Folder Structure¶
A standardized folder structure supports the users to know where data, code, documentation, reports and much more are located and where elements should be saved to. The predefined STAMP 4 NLP folder structure looks as follows:
root <- Will be named as your project name with hyphens
|--data
|--raw
|--interim
|--processed
|--docs
|--build
|--source
|--models
|--notebooks
|--exploratory
|--reports
|--{project_code} <- Will be named as your project name with underscores
|--api
|--preprocessing
|--scripts
|--configuration.py
|--main.py
|--test
|--test_files
|--test_data
|--test_models
|--pypoetry.toml
|--README.md
|--.dvcignore
|--.gitignore
|--.gitlab-ci.yml
Short description for the folders and files:
- data
raw: Unprocessed and unchanged data.
interim: Processed data but not ready for training.
processed: Processed data, that is ready for training.
- docs
build: Generated documentation. See Generate Documentation
source: Source files for the documentation. See Write Your Documentation
models: Trained or loaded models are placed here.
- notebooks
exploratory: Notebooks for analysis of data or models.
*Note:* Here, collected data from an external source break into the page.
PR #643, opened 2015-05-05
Data science updated

schwerdt:


data_science/ab_compare.rb
```diff
@@ -0,0 +1,26 @@
...
+                                  successes: cohort.num_conversions }
+    end
+    compare_cohorts = ABAnalyzer::ABTest.new(sample_data)
+    1.0 - compare_cohorts.chisquare_p
+  end
+
+  def leader
+    return @cohort_a.name if @cohort_a.conversion_rate > @cohort_b.conversion_rate
+    return @cohort_b.name if @cohort_b.conversion_rate > @cohort_a.conversion_rate
+    return nil if @cohort_a.conversion_rate == @cohort_b.conversion_rate
```
ashtonthomas: I think all you need to do here is have `nil` and ruby will return the last line evaluated

data_science/main.rb
```diff
@@ -0,0 +1,38 @@
...
+  conversion_rate = cohort.conversion_rate * 100
+  puts "Cohort #{cohort.name} sample size: #{"%d" % cohort.sample_size}" +
+       " and conversions: #{"%d" % cohort.num_conversions}"
+  puts "Cohort #{cohort.name} conversion rate: #{"%2.2f" % conversion_rate}% " +
+       "and range #{"%2.2f" % (interval[0]*100)} - " + 
+       "#{"%2.2f" % (interval[1]*100)}% (at 95% confidence)."
+end
+
+def print_cohort_comparison(compare)
+  puts "Leading cohort is #{compare.leader} with #{"%2.2f" %(compare.compute_leader_confidence_level*100)}% confidence."
```
ashtonthomas: Ideally we would say "there is not clear leader" if we don't have enough confidence but this is tangent to our primary goal so let's ignore it ;-)

ashtonthomas:
@schwerdt this looks good. I found it easy to understand (and therefore easy to change, build upon).

Good job!

:+1:

PR #644, opened 2015-05-06
Basic Ruby Exercises

dustinhansen:


djkotowski:
Be sure to use different branches for each exercise in the future.  Otherwise, it will become a pain for bucketeers to review.

dino_catalog/dinodex.rb
```diff
@@ -0,0 +1,109 @@
+class DinoDex
```
djkotowski: *Note for reviewers:* @aeberlin is reviewing this file.

arrowhead/arrowhead.rb
```diff
@@ -15,16 +15,18 @@ class Arrowhead
...
-      if shapes.include? shape
-        arrowhead = shapes[shape]
-        puts "You have a(n) '#{arrowhead}' arrowhead. Probably priceless."
-      else
-        raise "Unknown shape value. Are you sure you know what you're talking about?"
-      end
+      identify_shape(CLASSIFICATIONS[region], shape)
     else
       raise "Unknown region, please provide a valid region."
     end
```
djkotowski: This can be further simplified using guard clauses.  You don't even have to extract the logic in classify to another method that way.

dino_catalog/dinodex.rb
```diff
@@ -0,0 +1,109 @@
...
+  require 'csv'
```
djkotowski: `require` statements go before the class definition.

dino_catalog/dinodex.rb
```diff
@@ -0,0 +1,109 @@
...
+dinodex.search('DIET' => %w(Carnivore Insectivore Piscivore))
+
+# Grab dinosaurs for specific periods
+dinodex.search('PERIOD' => 'Cretaceous')
+
+# Grab only big (> 2 tons) or small dinosaurs.
+dinodex.search('min_weight' => 2000)
+
+# Print out details of a specific dinosaur
+dinodex.search('NAME' => 'Albertonykus')
```
djkotowski: What if you want to chain searches?

dino_catalog/dinodex.rb
```diff
@@ -0,0 +1,109 @@
...
+  end
+
+  # Search for dinosaurs based on various criteria
+
+  def search(search_filters)
+    results = []
+    search_filters.each do |key, value|
+      results.push(generate_results(key, value))
+    end
+    puts results.to_json
```
djkotowski: Should `Dinodex` be responsible for output?

dino_catalog/dinodex.rb
```diff
@@ -0,0 +1,109 @@
...
+    @@dino_database << {
+      NAME: row['Genus'],
+      PERIOD: row['Period'],
+      CONTINENT: nil,
+      DIET: diet,
+      WEIGHT_IN_LBS: row['Weight'],
+      WALKING: row['Walking'],
+      DESCRIPTION: nil,
+    }
+  end
```
djkotowski: L9-44 should be separate from the Dinodex class in a runner script.

triangle_facts/triangle_facts.rb
```diff
@@ -1,58 +1,57 @@
...
+  def isosceles
+    [side1, side2, side3].uniq.length == 2
+  end
+
+  def scalene
+    if equilateral || isosceles
+      true
+    else
+      false
+    end
```
djkotowski: This can be simplified.

triangle_facts/triangle_facts.rb
```diff
@@ -1,58 +1,57 @@
...
-		return [angleA, angleB, angleC]
-	end
-
-	def radians_to_degrees(rads)
-		return (rads * 180 / Math::PI).round
-	end
+  attr_accessor :side1, :side2, :side3
+
+  def initialize(side1, side2, side3)
+    @side1, @side2, @side3 = side1, side2, side3
```
djkotowski: Prefer one assignment per line.

robot_name/robot_name.rb
```diff
@@ -5,22 +5,21 @@ class Robot
...
-
-    if @name_generator
-      @name = @name_generator.call
-    else
-      generate_char = -> { ('A'..'Z').to_a.sample }
-      generate_num = -> { rand(10) }
-
-      @name = "#{generate_char.call}#{generate_char.call}#{generate_num.call}#{generate_num.call}#{generate_num.call}"
+    @name = generate_name
+    if !(name =~ /[[:alpha:]]{2}[[:digit:]]{3}/) || @@registry.include?(name)
```
djkotowski: It may make sense here to extract the regex logic out to a method.

dino_catalog/dinodex.rb
dustinhansen: No. I wrote it that way because of how limited the usage is here. I'll change that.

arrowhead/arrowhead.rb
dustinhansen: I was trying to stick to the "7 lines or less" rule for methods.

dustinhansen: You mean something like this? `return false if (CLASSIFICATIONS.include? region || CLASSIFICATIONS[region].include? shape)`

This line is too long according to hound and fails anyway for some weird reason.

dustinhansen: Something like this violates hound's rule for lines that are too long? `raise "Unknown region, please provide a valid region." if !if CLASSIFICATIONS.include? region`

djkotowski:
Good job!  Take a look at the comments and refactor where necessary.  Try to resubmit the exercises in separate PRs when you get the chance.  Take a look at `tig` and cherry-picking to help build the new branches.

PR #645, opened 2015-05-06
My Cool File

sfoa6558:


ashtonthomas:
@sfoa6558, sweet! Good use of a topic branch 'just_git' this is important as you will want to:
```
checkout master
chechout -b new_exercise_branch
```
so you cut a clean branch from master and don't include any other exercises in your PR's (you will never want to commit directly to master and you will always want to cut from master - for the purposes of LevelUp)

:+1:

reports: Notebooks for showcases, communication with stakeholders.
- {project_code}:
api: Predefined REST Server. See Start REST Server
preprocessing: Preprocessing to transform the raw data to interim and processed format.
scripts: Scripts for
poetry run
usage. Predefined aregen_doc
andserver
(Getting Started). To add and create own scripts see https://python-poetry.org/docs/pyproject/#scripts.configuration.py: See Convention over Configuration
main.py
test: Tests for your project code.
pypoetry.toml: Configuration file for poetry. Add dependencies, scripts and authors here.
README.md: Getting Started in short.
.dvcignore: Files and directories ignored by DVC. DVC is for data versioning.
.gitignore: Files and directories ignored by git. Git is for code versioning.
.gitlab-ci.yml: Build pipeline for GitLab.